TASK ITEM: From the records below, please repeat exactly the line that has "confirms the underflow.", the line that has "- **3.6a**: No", and every line between them, and nothing else.

Saved data entries
● ● ●
PR #4955, opened 2026-03-26
Fix integer underflow in mode_tree_set_current when line_size is zero.

### LINKED ISSUE #4950: SIGBUS crash in mode_tree_get_current on choose-tree navigation (next-3.7 regression)
## Summary

`choose-tree` crashes with SIGBUS (`EXC_BAD_ACCESS`) on the first navigation key press (Down arrow) in tmux next-3.7 on macOS ARM64. Works fine on 3.6a.

## Root Cause

`mode_tree_get_current()` in `mode-tree.c` has no bounds check:

```c
void *
mode_tree_get_current(struct mode_tree_data *mtd)
{
    return (mtd->line_list[mtd->current].item->itemdata);
}
```

During tree rebuild after a key press, `mtd->line_size` becomes 0 transiently. The code at line ~435 then sets:
```c
mtd->current = mtd->line_size - 1;  // 0 - 1 = UINT_MAX (0xFFFFFFFF)
```

This causes `mode_tree_get_current` to compute:
```
line_list + UINT_MAX * sizeof(mode_tree_line)
= line_list + 0xFFFFFFFF * 24
= line_list + 0x17FFFFFFE8
```

Resulting in SIGBUS at address `0x17FFFFFFE8` (GPU carveout reserved region on macOS ARM64).

## Disassembly Confirmation

```
_mode_tree_get_current:
+0:   ldr  x8, [x0, #0xa0]     ; x8 = mtd->line_list
+4:   ldr  w9, [x0, #0xc0]     ; w9 = mtd->current (u_int)
+8:   mov  w10, #0x18           ; sizeof(mode_tree_line) = 24
+12:  umull x9, w9, w10         ; x9 = current * 24
+16:  ldr  x8, [x8, x9]        ; CRASH: x9 = 0x17FFFFFFE8
+20:  ldr  x0, [x8, #0x8]      ; (never reached)
```

## Reproduction

100% reproducible. Crash occurs on every `choose-tree` navigation, not just with grouped sessions.

```
tmux next-3.7 (HEAD-b101ffa, also HEAD-08779aa)
macOS 26.3.1 (25D2128), Apple M1 Pro (ARM64)
```

Steps:
1. `tmux new -d -s test -n win0 && tmux new-window -t test -n win1`
2. Attach: `tmux attach -t test`
3. Open tree: `Ctrl+A w` (or `Ctrl+A s`)
4. Press Down arrow → **SIGBUS, server dies**

Automated repro (Python, requires real PTY):
```python
import pty, os, time, subprocess, signal

subprocess.run(['tmux', 'kill-server'], capture_output=True)
time.sleep(0.5)
subprocess.run(['tmux', 'new', '-d', '-s', 'test', '-n', 'win0'])
subprocess.run(['tmux', 'new-window', '-t', 'test', '-n', 'win1'])

pid, fd = pty.fork()
if pid == 0:
    os.execvp('tmux', ['tmux', 'attach', '-t', 'test'])
else:
    time.sleep(1)
    os.write(fd, b'\x01')       # Ctrl+A
    time.sleep(0.2)
    os.write(fd, b'w')          # choose-tree
    time.sleep(1)
    os.write(fd, b'\x1b[B')    # Down arrow → crash
    time.sleep(0.5)
    r = subprocess.run(['tmux', 'ls'], capture_output=True)
    print("CRASHED" if r.returncode != 0 else "OK")
    os.kill(pid, signal.SIGTERM)
    os.waitpid(pid, 0)
```

**Does NOT crash** with `tmux send-keys` — only through real terminal client input (`server_client_key_callback` path).

## Crash Report (macOS)

```
Exception: EXC_BAD_ACCESS / SIGBUS
Subtype: KERN_PROTECTION_FAILURE at 0x00000017ffffffe8

Thread 0 Crashed:
  mode_tree_get_current     +16
  window_tree_key           +64
  window_pane_key           +100
  server_client_key_callback +12396
  cmdq_next                 +416
  server_loop               +80
```

Faulting address `0x17FFFFFFE8` is identical across 9 crashes, 2 different binary builds. Register `x9 = 0x17ffffffe8` = `UINT_MAX * 24` confirms the underflow.

## Suggested Fix

Add bounds check to `mode_tree_get_current` and guard `line_size - 1` when `line_size == 0`:

```c
void *
mode_tree_get_current(struct mode_tree_data *mtd)
{
    if (mtd->line_size == 0)
        return (NULL);
    return (mtd->line_list[mtd->current].item->itemdata);
}
```

And at line ~435:
```c
if (mtd->current >= mtd->line_size) {
    if (mtd->line_size == 0)
        return (0);  /* or handle empty tree */
    mtd->current = mtd->line_size - 1;
```

## Regression

- **3.6a**: No crash (tested with same setup, same repro script)
- **next-3.7** (HEAD-08779aa, Feb 25 build): Crashes
- **next-3.7** (HEAD-b101ffa, Mar 24 build, includes PR #4936 fix): Still crashes

PR #4936 (use-after-free in `mode_tree_display_menu`) does not fix this — different bug.

15935648a:
When line_size is 0, mtd->line_size - 1 underflows to UINT_MAX for the u_int type, causing out-of-bounds access. Guard against this in mode_tree_up, mode_tree_down, and mode_tree_set_current.

fix #4950

### DIFF
--- a/mode-tree.c
+++ b/mode-tree.c
@@ -301,6 +301,8 @@ mode_tree_clear_tagged(struct mode_tree_list *mtl)
 void
 mode_tree_up(struct mode_tree_data *mtd, int wrap)
 {
+	if (mtd->line_size == 0)
+		return;
 	if (mtd->current == 0) {
 		if (wrap) {
 			mtd->current = mtd->line_size - 1;
@@ -317,6 +319,8 @@ mode_tree_up(struct mode_tree_data *mtd, int wrap)
 int
 mode_tree_down(struct mode_tree_data *mtd, int wrap)
 {
+	if (mtd->line_size == 0)
+		return (0);
 	if (mtd->current == mtd->line_size - 1) {
 		if (wrap) {
 			mtd->current = 0;
@@ -433,6 +437,8 @@ mode_tree_set_current(struct mode_tree_data *mtd, uint64_t tag)
 		return (1);
 	}
 	if (mtd->current >= mtd->line_size) {
+		if (mtd->line_size == 0)
+			return (0);
 		mtd->current = mtd->line_size - 1;
 		if (mtd->current > mtd->height - 1)
 			mtd->offset = mtd->current - mtd->height + 1;
--- a/mode-tree.c
+++ b/mode-tree.c
@@ -367,6 +367,8 @@ mode_tree_swap(struct mode_tree_data *mtd, int direction)
 void *
 mode_tree_get_current(struct mode_tree_data *mtd)
 {
+	if (mtd->line_size == 0)
+		return (NULL);
 	return (mtd->line_list[mtd->current].item->itemdata);
 }
 


creatornader (commented):
Thanks for picking this up! The guards on `mode_tree_up`, `mode_tree_down`, and `mode_tree_set_current` look right.

One suggestion: `mode_tree_get_current()` itself has no bounds check either:

```c
void *
mode_tree_get_current(struct mode_tree_data *mtd)
{
	return (mtd->line_list[mtd->current].item->itemdata);
}
```

If any other code path calls `mode_tree_get_current` when `line_size == 0`, it will still dereference a garbage index. A defense-in-depth guard here would make it robust against future callers:

```c
void *
mode_tree_get_current(struct mode_tree_data *mtd)
{
	if (mtd->line_size == 0)
		return (NULL);
	return (mtd->line_list[mtd->current].item->itemdata);
}
```

(This is the function that was at the top of the crash stack in issue #4950 — the SIGBUS at `mode_tree_get_current +16`.)

15935648a:
Thanks for the suggestion! I've added the bounds check to `mode_tree_get_current()` as you suggested.

nicm:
● ● ●
RESPONSE TO THIS EXERCISE:
Faulting address `0x17FFFFFFE8` is identical across 9 crashes, 2 different binary builds. Register `x9 = 0x17ffffffe8` = `UINT_MAX * 24` confirms the underflow.

## Suggested Fix

Add bounds check to `mode_tree_get_current` and guard `line_size - 1` when `line_size == 0`:

```c
void *
mode_tree_get_current(struct mode_tree_data *mtd)
{
    if (mtd->line_size == 0)
        return (NULL);
    return (mtd->line_list[mtd->current].item->itemdata);
}
```

And at line ~435:
```c
if (mtd->current >= mtd->line_size) {
    if (mtd->line_size == 0)
        return (0);  /* or handle empty tree */
    mtd->current = mtd->line_size - 1;
```

## Regression

- **3.6a**: No crash (tested with same setup, same repro script)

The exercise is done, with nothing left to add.